Selbst wenn das auch diesmal so kommt: Es bleiben die Kosten. Es dauert und kostet bereits heute schon Wochen, einen neuen Lieferanten auf Herz und Nieren zu prüfen, bevor man sich sicher genug ist, ihn zu listen. Das LkSG erhöht diese Dauer und damit die Kosten der Lieferantenprüfung und -auswahl – und zwar exponentiell (um den Begriff, wie es sich eingebürgert hat, nicht-mathematisch zu verwenden). Laut einer Studie des Dienstleistungskonzerns Coupa haben untersuchte Unternehmen im Schnitt 2.245 direkte Lieferanten. Auch Integrity Next hat Unternehmen untersucht und in dieser Auswahlgruppe einen Schnitt von 6.000 unmittelbaren Lieferanten festgestellt; einige Unternehmen haben jedoch mehrere zehntausend.
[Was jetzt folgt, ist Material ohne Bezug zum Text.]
PR #178, opened 2020-10-02
Re-apply commit - Make secure storage store objects as well.

marickmanrho:
Due to an error these changes have been overwritten. Now they are reinstated.


Drvanon:
Welcome back to the code base.

PR #183, opened 2020-10-08
Add location & categories & tests to add movement

### LINKED ISSUE #166: As a user, i want to be able to set a category and location attribute when making movements
#165 
Up: 1
Upr: 3

To-do: change the front-end to force the user to choose a catagory for the movement

Files affected:
Createmovent.html/scss
Possibly ".js to communicate with the new/updated api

Diese riesige Menge erstmalig zu überprüfen und danach im Auge zu behalten wird Monate dauern und einen Personalaufwand erfordern, den viele Unternehmen gar nicht leisten können, selbst wenn sie genügend Leute am Arbeitsmarkt bekommen könnten, was sie wegen des Fachkräftemangels eben nicht können. Kein Wunder, dass 88 Prozent der von Coupa untersuchten Unternehmen bereits in Technologie zur LkSG-Durchführung investiert haben. Alle kostenpflichtigen LkSG-Ausgaben zusammengenommen rechnen Unternehmen mit Kosten zwischen 1,2 und 3,6 Millionen Euro. Nur die Großen können sich das leisten – mikroökonomisch betrachtet.

Makroökonomisch betrachtet sind viele unserer Produkte viel zu billig. Denn offensichtlich ist der Sklaven-Faktor nicht eingepreist: Der Preis menschenwürdiger Arbeitsbedingungen in der Lieferkette. Volkswirtschaftlich gesehen ist das Sinn und Zweck aller Lieferkettengesetze: externe Kosten zu internalisieren. Menschen und ihre Familien verhungern, weil die Lieferanten der Lieferanten der Lieferanten in fernen Ländern einen Hungerlohn bezahlen, der weit unter dem Living Wage liegt. Das Lieferkettengesetz sorgt nun für eine Lohnerhöhung, welche das Überleben der Familien sichert. Gleichzeitig ist Lohnerhöhung = Preissteigerung des Endprodukts: Wir zahlen drauf, damit andere Menschen überleben können. Oder wir verzichten auf Produktion und Konsum der verteuerten Güter, so dass noch mehr Menschen verhungern, weil sie dann ganz ohne Arbeit sind.

Makroökonomisch betrachtet hat so ein Lieferkettengesetz im Sinne des Wortes lebensrettende bis lebensbedrohliche Auswirkungen. Nur schade, dass das LkSG (noch) dhnicht die Lieferanten der Lieferanten der Lieferanten erreicht. Die Sklaven der Globalisierung bleiben weiter in Ketten.